NaN abstract for Le-Shin’s defense alpha

As adaptive peer network systems becoming an increasingly important development in Web search technology, in this research, an alternative model for peer based Web search is introduced to address the scale problem of centralized search engines. Queries are first matched against the local engine, and then routed to neighbor peers to obtain more results. Initially the network has a random topology (like Gnutella) and queries are routed randomly as in the flood model. However, the protocol includes a learning algorithm by which each peer uses the results of its interactions with its neighbors to refine a model of the other peers. This model is used to dynamically route queries according to the predicted match with other peers’ knowledge. The network topology is thus modified on the fly based on learned contexts and current information needs.

NaN talk for May 5, 2009: Mark Meiss, pre-Alpha Thesis Defense

This week at NaN I’ll be running through a very preliminary version of my thesis talk, “Structural Mining of Large-Scale Behavioral Data from the Internet,” which is all about the things you can discover using network flow data and Web clicks. The big things that I’ll be looking to get as feedback have to do with organization and pruning — I’m not terribly confident of the order in which I present the material, and I have a LOT more things to say than time to say it in, so I can use some suggestions on what to keep and what to just point to the actual document for.

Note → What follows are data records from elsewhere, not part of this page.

PR #53, opened 2017-02-24
creating a mysql view for storing public jobs data

shex1627:
I am trying to create a histogram of the frequency of each print jobs' page. I made an sql query(on the jobs database) so that it only contains

1.day
2.pages(from 1 to 20, right now i dont know how to adjust it to maximum quota)
3.count(number of jobs print that amout of pages)

### DIFF
--- a/ocflib/printing/ocfprinting.sql
+++ b/ocflib/printing/ocfprinting.sql
@@ -125,4 +125,14 @@ CREATE VIEW `printed` AS
     ON printed_today.user = printed_semester.user
     ORDER BY user;
 
+DROP VIEW IF EXISTS public_jobs;
+CREATE VIEW `public_jobs` AS
+    SELECT
+        DATE_FORMAT(`time`, '%Y-%m') AS `day`, `pages`, COUNT(`pages`) AS `count`
+    FROM `jobs`
+    WHERE `pages` <= 20 AND `pages` > 0
+    GROUP BY `day`, `pages`
+    ORDER BY `day` DESC
+
 GRANT SELECT ON `ocfprinting`.`printed` TO 'anonymous'@'%';
+GRANT SELECT on `ocfprinting`.`public_jobs` TO 'anonymous'@'%';
--- a/ocflib/printing/ocfprinting.sql
+++ b/ocflib/printing/ocfprinting.sql
@@ -128,9 +128,9 @@ CREATE VIEW `printed` AS
 DROP VIEW IF EXISTS public_jobs;
 CREATE VIEW `public_jobs` AS
     SELECT
-        DATE_FORMAT(`time`, '%Y-%m') AS `day`, `pages`, COUNT(`pages`) AS `count`
+        DATE_FORMAT(`time`, '%Y-%m-%d') AS `day`, `pages`, COUNT(`pages`) AS `count`
     FROM `jobs`
-    WHERE `pages` <= 20 AND `pages` > 0
+    WHERE `pages` > 0
     GROUP BY `day`, `pages`
     ORDER BY `day` DESC
 


jvperrin:
If you want to adjust it to the maximum quota, you can have the view contain all the jobs, and then only select the ones from the view that are within the quota, where the quotas are defined [here](https://github.com/ocf/ocflib/blob/cb8d08c3e54889936e4c8f053492891e54350ff8/ocflib/printing/quota.py#L11). Might be easier/cleaner than limiting it to only jobs less than 20 pages anyway.

Also are there really jobs with negative numbers of pages printed? O.o

jvperrin:
Also add your OCF email to your GitHub account so that you get credit for the commit! :D

shex1627:
Regarding changing max quota:
We store the max quota in a python file but I am editing an sql file though. 

Also, we have very small amount of page  0 jobs that is why I added "'pages' > 0"

chriskuehl:
lgtm but i wonder why you need the `<= 20` at all? does it matter if we don't specify a max?

jvperrin:
Oh I see, so not negative but zero, that makes sense.

That's what I'm saying, you make the view so that it contains all the jobs, not just the ones 20 pages or under, and then when you query the view, then you can specify whatever max you want.

shex1627:
Regarding <= 20:
There are very few print jobs that are 40+,50+ or 80+(probably staff) and I am trying to hide that.

NickImpicciche:
+1 for hiding

On Feb 24, 2017 3:53 PM, "shicheng" <notifications@github.com> wrote:

Regarding <= 20:
There are very few print jobs that are 40+,50+ or 80+(probably staff) and I
am trying to hide that.

—
You are receiving this because you are subscribed to this thread.
Reply to this email directly, view it on GitHub
<https://github.com/ocf/ocflib/pull/53#issuecomment-282437094>, or mute the
thread

jvperrin:
Ok, sure, but if the printing quota changes later on, that might not be the case, and the number will have to be adjusted when the ocflib printing quota constants can be used instead to dynamically select only the jobs that could be printed within the quota.

chriskuehl:
why hide? it doesn't seem worth it to me, nobody can see what the jobs are, and in practice nobody's gonna query the database anyway

NickImpicciche:
Using the constants makes sense, I guess in practice it doesn't really
matter, but I'm not opposed to hiding jobs not in quota either.

chriskuehl:
i'd agree to using the constants in the code if we could access them from sql but we can't :(

jvperrin:
The constants can be used when making the queries though, so I think they should be used there instead.

chriskuehl:
agreed, it just doesn't achieve the goal of hiding sketchy jobs with lots of pages from anybody who queries the database

jvperrin:
Maybe people shouldn't have printed huge jobs if they didn't want them to be in the database ;)

shex1627:
So should I merge the pull request now or take out the ">= 20"

ocflib/printing/ocfprinting.sql
```diff
@@ -125,4 +125,14 @@ CREATE VIEW `printed` AS
     ON printed_today.user = printed_semester.user
     ORDER BY user;
 
+DROP VIEW IF EXISTS public_jobs;
+CREATE VIEW `public_jobs` AS
+    SELECT
+        DATE_FORMAT(`time`, '%Y-%m') AS `day`, `pages`, COUNT(`pages`) AS `count`
```
tahabi: shouldn't this be 'AS `month`'?

tahabi:
Perhaps something like:

"SELECT DATE_FORMAT(`time`, '%Y-%m') AS `month`, `pages`, COUNT(`pages`) AS `n`, SUM(`pages`) AS `total` FROM `jobs` WHERE `pages` > 0 GROUP BY `month`, `pages` ORDER BY `month` DESC"

shex1627:
Oh I messed up. I am supposed to format the 'time' to day instead of month. So if I want to make a change, do I push against and start a new pull request?

tahabi:
push commits to the jobsview branch on your fork of ocflib

shex1627:
1. I correct the time format to `day` instead of `month` originally. 
2. I remove the " <= 20" because even so there are still jobs during the weekdays that is more than 10 pages. (dealing with those jobs is just a pain and has little practical value)
So I think it is ready to send my merge pull request，choosing the rebase and merge option)?

chriskuehl:
it has been applied to prod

(And, yes, there will be cookies.)

NaN abstract for Alejandro’s Defense Alpha

Online documents provide a rich information resource for aiding the generation of concept-map-based knowledge models, but analyzing resources to select concepts and links is a time consuming task.  This work focuses on harnessing the information in unstructured text documents using text mining algorithms to generate preliminary concept maps automatically.  These maps can be used to assist human users on question answering tasks or automatic document classification.

NaN abstract for Jacob’s April 21st talk

I will talk about some work related to to the problem of predicting the popularity of online content, and some initial results from my experiments in this area. More in detail, I’ll overview work by Leskovec et al and Huberman et al on modeling and predicting growth, then outline the results of two initial experiments.

NaN Abstract for Michael Conover’s April 21st Talk

“The problem with Wikipedia is that it only works in practice. In theory, it can never work.”  — Zeroeth Law of Wikipedia

One of the most important social and intellectual phenomena of the 21st century, the collaboratively-edited online encyclopedia Wikipedia is vexing in its ability to produce informative articles on a multitude of subjects.  Leveraging graph theoretic techniques to measure the degree to which latent connections between articles are present in the Wikipedia corpus we demonstrate that the collaborative editing process produces, over time, an increasingly logically-connected information artifact. Moreover, using the public-domain 1911 Encyclopedia Britannica as a benchmark corpus for the single-author-article paradigm, we demonstrate that Wikipedia contains a growing core of mature articles which exhibit a degree of logical connectedness significantly surpassing that found in the Encyclopedia Britannica. Taken in conjunction with an understanding of Wikipedia’s accuracy and topical coverage, this conclusion paints a rich portrait of the strengths and weaknesses of both collaboratively- and single-author-edited encyclopedias.

Ruj’s Alpha Defense

I’m presenting my pre-defense content of my research.  There will also be cakes!